- TASK STATEMENT -
Could you reproduce the lines below from the one with "Sorry, I have" through the one with "in GitLab markdown."? Keep both ends and add nothing.

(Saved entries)
BEGIN
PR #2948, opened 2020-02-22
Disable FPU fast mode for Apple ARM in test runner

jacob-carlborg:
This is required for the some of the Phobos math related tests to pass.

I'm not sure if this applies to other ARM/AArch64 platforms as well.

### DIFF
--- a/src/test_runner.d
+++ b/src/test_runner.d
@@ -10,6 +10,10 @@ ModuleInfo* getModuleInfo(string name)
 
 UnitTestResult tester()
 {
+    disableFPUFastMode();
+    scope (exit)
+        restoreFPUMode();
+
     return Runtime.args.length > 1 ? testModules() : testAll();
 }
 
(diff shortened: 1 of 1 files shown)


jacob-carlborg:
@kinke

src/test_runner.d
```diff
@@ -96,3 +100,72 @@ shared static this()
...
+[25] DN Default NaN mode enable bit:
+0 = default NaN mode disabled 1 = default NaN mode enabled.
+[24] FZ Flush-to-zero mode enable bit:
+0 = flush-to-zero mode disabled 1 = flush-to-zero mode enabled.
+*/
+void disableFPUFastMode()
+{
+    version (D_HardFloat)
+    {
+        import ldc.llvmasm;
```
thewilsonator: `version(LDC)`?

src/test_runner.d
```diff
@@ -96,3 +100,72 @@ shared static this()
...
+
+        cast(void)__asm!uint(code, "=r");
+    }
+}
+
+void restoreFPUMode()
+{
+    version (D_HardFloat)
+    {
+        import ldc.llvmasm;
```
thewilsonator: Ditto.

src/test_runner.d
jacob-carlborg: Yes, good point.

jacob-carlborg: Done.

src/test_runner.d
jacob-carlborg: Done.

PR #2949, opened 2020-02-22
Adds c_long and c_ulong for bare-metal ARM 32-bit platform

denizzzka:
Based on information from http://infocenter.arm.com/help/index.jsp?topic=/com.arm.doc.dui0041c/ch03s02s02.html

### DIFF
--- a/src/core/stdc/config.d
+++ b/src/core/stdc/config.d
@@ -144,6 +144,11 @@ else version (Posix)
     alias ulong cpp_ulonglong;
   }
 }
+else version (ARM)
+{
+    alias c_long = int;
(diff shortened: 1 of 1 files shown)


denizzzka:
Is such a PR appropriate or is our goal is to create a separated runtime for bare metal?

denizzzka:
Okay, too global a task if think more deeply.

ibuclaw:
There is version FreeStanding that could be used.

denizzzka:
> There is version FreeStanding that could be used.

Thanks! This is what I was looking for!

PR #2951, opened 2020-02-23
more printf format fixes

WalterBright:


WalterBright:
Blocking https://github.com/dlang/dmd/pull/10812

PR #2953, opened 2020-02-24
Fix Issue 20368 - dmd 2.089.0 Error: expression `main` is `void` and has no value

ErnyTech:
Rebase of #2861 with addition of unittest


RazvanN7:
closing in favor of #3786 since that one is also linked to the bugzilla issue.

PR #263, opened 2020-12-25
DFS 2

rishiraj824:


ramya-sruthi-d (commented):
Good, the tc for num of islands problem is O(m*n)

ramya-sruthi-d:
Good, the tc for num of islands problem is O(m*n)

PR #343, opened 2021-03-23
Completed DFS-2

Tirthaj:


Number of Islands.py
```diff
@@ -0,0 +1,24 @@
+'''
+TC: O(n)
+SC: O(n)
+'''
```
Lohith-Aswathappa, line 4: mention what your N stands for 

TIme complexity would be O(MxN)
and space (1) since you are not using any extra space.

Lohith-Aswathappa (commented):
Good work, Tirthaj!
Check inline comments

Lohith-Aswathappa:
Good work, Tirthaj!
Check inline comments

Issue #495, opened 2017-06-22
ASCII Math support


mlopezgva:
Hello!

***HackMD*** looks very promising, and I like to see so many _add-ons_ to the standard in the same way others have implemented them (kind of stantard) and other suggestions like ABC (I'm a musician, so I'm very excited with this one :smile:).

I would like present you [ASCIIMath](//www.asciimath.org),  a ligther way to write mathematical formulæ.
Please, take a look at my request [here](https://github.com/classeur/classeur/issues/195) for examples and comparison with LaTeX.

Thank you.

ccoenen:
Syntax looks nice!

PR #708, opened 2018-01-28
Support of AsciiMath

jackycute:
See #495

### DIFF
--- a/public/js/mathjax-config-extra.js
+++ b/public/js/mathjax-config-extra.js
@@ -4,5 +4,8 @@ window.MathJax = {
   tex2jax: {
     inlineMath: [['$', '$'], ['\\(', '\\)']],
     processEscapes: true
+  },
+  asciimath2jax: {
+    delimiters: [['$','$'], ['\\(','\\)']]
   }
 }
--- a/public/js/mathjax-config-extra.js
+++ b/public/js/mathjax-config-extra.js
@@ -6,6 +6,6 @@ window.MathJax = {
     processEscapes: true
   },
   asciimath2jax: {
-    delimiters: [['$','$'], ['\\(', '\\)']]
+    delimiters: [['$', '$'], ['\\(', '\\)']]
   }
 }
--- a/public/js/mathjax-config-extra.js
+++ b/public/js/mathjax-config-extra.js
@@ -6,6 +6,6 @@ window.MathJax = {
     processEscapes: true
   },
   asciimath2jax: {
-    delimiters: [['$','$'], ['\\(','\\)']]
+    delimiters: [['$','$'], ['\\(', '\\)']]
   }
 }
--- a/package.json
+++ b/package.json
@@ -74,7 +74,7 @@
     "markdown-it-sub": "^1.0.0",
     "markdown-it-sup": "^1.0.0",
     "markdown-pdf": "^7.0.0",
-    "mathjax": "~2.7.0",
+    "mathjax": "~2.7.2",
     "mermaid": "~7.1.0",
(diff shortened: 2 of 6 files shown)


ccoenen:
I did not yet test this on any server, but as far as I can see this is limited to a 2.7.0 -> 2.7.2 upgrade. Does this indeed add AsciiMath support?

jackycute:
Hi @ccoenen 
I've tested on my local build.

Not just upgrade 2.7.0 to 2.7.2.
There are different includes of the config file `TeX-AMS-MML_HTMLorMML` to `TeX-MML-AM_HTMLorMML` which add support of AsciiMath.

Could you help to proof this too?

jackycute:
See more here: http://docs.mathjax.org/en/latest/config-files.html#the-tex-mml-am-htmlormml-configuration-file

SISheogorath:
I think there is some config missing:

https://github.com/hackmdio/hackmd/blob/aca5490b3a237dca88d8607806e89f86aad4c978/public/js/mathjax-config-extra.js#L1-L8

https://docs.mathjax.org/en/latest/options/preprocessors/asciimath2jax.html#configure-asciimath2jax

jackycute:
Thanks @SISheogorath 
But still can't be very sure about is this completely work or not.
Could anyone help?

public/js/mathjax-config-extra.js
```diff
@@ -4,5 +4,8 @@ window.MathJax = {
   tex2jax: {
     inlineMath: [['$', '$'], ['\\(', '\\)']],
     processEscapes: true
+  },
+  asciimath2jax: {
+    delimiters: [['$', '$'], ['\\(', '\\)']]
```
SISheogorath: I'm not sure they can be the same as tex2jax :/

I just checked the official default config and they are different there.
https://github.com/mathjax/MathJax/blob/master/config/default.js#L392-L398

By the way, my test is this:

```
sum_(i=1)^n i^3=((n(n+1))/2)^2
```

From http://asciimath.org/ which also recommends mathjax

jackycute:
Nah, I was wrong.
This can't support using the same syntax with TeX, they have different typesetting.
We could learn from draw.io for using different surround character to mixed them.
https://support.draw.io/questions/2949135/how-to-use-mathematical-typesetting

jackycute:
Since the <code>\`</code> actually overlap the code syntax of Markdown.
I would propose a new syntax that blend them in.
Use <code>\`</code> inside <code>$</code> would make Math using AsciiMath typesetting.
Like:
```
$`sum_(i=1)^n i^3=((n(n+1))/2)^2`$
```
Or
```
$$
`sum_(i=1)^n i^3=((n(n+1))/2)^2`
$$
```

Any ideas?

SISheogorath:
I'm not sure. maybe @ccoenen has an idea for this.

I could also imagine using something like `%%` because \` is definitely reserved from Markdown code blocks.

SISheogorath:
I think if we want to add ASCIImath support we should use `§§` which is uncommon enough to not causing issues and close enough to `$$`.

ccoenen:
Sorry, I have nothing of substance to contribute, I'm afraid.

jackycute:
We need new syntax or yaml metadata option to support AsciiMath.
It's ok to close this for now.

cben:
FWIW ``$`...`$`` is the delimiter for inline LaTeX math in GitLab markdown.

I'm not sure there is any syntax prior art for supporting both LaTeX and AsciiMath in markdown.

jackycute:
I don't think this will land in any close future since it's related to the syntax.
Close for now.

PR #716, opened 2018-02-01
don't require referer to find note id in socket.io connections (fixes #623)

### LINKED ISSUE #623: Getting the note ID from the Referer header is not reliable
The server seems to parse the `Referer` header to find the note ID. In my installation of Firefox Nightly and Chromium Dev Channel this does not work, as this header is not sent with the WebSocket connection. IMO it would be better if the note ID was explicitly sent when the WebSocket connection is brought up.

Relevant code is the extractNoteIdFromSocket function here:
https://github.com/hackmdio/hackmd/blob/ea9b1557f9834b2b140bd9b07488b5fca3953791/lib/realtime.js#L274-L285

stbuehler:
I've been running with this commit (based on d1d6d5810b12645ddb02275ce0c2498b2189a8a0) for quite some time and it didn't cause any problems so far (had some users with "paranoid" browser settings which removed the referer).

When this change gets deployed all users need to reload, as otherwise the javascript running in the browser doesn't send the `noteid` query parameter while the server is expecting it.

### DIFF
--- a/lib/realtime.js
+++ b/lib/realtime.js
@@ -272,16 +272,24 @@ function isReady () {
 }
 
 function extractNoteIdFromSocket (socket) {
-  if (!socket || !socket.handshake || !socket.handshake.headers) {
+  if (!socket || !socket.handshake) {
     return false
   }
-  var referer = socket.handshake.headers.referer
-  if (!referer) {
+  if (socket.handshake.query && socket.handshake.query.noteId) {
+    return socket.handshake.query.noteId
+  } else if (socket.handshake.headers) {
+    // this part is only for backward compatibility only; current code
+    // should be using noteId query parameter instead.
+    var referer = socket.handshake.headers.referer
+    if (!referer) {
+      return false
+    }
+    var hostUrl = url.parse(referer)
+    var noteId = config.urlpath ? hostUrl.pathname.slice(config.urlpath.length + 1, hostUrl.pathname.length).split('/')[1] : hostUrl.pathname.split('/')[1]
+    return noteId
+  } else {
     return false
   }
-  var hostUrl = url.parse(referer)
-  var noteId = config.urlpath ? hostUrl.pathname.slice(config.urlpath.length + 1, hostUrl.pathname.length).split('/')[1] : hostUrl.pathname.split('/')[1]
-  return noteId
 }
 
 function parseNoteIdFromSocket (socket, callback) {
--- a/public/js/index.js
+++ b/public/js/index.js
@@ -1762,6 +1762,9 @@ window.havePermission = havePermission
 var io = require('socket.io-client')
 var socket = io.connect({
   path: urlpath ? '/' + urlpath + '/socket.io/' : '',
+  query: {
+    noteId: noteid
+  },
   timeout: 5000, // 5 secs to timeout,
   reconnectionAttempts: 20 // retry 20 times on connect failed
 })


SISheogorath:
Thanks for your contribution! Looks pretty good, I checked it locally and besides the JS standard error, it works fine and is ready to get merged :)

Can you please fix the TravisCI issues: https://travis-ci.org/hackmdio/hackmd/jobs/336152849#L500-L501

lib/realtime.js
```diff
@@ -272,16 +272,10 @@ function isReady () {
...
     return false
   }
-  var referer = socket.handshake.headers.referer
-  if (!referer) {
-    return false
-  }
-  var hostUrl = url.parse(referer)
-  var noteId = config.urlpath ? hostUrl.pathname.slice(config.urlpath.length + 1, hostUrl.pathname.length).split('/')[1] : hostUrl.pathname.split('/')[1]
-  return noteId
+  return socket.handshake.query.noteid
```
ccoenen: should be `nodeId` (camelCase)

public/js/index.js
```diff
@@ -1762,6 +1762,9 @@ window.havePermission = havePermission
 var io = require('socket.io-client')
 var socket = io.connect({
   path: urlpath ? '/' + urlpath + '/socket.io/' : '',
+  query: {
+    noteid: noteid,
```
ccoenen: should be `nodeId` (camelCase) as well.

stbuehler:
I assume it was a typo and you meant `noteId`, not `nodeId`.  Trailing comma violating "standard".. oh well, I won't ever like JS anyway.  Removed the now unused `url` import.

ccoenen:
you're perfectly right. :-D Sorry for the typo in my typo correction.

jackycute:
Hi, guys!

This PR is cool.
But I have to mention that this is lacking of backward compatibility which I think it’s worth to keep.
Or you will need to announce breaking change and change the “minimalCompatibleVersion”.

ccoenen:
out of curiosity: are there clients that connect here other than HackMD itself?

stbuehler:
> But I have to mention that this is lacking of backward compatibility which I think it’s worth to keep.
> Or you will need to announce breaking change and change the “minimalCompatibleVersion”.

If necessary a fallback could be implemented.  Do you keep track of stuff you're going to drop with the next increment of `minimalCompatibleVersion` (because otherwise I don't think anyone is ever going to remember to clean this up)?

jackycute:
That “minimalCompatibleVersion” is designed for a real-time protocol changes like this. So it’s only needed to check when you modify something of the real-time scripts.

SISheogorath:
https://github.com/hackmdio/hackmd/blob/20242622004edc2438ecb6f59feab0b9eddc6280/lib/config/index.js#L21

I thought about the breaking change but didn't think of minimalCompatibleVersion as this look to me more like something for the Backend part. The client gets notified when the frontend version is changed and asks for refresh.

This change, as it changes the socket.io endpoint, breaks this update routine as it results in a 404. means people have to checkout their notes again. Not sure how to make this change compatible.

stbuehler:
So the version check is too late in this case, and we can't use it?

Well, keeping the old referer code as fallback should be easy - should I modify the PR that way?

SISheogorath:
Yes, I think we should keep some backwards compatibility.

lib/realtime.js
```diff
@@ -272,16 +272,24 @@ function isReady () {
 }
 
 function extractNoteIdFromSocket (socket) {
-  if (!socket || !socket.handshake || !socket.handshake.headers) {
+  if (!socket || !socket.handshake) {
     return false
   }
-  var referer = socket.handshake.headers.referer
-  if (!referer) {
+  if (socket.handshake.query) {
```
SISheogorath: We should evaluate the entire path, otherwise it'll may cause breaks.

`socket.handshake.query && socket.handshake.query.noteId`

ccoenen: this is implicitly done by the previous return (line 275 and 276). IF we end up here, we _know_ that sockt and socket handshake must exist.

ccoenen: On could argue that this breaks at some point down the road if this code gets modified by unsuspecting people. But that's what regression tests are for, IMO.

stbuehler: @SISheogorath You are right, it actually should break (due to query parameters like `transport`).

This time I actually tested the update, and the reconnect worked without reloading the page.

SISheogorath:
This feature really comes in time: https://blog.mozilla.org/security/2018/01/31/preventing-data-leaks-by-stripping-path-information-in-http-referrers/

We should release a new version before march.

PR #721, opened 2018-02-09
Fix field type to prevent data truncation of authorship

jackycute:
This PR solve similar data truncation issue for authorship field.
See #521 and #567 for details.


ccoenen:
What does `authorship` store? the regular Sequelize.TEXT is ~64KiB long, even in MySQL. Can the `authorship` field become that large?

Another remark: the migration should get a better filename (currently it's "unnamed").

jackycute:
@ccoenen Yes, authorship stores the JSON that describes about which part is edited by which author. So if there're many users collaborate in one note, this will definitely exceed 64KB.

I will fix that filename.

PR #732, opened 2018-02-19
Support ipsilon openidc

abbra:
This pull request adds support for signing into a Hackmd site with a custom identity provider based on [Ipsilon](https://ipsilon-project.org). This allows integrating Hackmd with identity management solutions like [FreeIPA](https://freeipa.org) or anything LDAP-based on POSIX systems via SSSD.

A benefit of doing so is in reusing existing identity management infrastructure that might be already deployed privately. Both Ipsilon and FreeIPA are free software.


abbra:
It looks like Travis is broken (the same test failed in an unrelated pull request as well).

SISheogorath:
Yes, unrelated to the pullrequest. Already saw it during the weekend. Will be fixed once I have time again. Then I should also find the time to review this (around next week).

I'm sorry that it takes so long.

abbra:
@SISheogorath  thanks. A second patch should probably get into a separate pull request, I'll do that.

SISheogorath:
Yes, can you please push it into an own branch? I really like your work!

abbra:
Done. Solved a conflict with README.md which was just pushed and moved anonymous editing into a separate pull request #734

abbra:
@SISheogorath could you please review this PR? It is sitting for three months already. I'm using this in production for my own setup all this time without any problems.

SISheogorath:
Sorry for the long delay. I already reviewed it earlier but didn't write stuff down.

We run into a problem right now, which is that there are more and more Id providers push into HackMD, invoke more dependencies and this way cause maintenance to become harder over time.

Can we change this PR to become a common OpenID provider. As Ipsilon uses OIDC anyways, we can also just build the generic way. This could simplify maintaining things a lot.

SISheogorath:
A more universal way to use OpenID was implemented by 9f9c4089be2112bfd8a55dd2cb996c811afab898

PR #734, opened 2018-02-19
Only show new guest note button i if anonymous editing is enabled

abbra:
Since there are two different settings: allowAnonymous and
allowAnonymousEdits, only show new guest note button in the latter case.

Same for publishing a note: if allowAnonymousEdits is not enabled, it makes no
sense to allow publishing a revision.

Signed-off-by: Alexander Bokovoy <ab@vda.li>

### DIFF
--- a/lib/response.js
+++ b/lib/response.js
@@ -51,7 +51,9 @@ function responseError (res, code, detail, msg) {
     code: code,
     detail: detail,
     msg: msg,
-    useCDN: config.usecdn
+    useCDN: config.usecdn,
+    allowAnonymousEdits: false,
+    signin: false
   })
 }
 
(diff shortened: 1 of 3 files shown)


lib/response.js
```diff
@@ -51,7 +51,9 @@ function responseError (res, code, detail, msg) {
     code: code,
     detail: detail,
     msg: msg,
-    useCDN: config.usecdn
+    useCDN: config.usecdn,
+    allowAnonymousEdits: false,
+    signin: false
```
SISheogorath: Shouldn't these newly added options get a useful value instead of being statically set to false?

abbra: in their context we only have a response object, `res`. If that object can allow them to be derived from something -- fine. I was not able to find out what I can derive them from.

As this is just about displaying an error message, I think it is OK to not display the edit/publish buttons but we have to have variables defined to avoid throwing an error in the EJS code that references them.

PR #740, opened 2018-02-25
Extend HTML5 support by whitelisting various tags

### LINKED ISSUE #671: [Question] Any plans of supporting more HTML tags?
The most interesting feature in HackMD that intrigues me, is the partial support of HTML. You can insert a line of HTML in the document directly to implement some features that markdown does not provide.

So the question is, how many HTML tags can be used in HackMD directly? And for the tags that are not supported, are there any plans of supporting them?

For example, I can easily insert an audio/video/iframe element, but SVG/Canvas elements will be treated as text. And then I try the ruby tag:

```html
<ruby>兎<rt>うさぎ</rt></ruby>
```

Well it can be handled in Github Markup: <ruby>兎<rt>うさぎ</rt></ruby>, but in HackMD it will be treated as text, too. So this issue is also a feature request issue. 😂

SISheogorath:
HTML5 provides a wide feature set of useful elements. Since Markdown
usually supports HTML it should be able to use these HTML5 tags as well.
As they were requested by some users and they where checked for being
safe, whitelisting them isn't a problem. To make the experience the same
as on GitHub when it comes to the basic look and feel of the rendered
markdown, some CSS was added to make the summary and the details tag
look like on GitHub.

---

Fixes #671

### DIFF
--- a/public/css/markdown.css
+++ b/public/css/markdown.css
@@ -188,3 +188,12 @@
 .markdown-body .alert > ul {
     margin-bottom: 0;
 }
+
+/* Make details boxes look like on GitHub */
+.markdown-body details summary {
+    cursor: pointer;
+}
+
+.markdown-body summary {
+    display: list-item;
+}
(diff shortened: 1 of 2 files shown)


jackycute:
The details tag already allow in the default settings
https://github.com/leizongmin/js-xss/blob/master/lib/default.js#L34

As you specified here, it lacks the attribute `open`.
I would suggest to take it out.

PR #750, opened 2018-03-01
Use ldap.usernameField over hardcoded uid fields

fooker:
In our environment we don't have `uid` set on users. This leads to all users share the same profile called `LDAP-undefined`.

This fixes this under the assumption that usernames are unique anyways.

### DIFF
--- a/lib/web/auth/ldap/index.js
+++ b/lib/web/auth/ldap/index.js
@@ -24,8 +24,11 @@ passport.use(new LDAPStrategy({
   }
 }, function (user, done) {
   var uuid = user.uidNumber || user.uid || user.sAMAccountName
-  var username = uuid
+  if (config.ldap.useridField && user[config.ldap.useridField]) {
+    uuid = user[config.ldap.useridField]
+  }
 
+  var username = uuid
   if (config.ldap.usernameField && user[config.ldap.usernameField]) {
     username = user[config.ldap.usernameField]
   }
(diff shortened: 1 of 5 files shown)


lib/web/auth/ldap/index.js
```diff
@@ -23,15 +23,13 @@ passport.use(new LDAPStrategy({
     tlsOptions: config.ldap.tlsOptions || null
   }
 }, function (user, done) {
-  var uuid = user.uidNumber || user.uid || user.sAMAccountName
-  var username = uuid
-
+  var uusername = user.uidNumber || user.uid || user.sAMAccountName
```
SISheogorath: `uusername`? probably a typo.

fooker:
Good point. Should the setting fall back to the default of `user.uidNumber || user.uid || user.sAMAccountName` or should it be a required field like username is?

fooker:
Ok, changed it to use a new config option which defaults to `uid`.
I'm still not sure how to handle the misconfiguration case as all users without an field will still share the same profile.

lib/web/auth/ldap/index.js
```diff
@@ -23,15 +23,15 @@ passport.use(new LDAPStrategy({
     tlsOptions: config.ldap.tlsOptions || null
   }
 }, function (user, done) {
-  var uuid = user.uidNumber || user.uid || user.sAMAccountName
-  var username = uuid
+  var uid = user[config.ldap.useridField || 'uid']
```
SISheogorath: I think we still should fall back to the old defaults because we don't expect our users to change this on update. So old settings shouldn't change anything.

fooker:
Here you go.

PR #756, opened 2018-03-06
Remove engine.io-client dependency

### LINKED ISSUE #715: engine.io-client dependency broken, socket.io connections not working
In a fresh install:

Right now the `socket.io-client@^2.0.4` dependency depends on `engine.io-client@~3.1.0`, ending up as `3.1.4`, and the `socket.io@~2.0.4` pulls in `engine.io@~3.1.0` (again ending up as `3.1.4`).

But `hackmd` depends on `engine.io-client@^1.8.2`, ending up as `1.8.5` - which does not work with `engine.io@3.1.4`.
END
- WRITTEN RESPONSE -
Sorry, I have nothing of substance to contribute, I'm afraid.

jackycute:
We need new syntax or yaml metadata option to support AsciiMath.
It's ok to close this for now.

cben:
FWIW ``$`...`$`` is the delimiter for inline LaTeX math in GitLab markdown.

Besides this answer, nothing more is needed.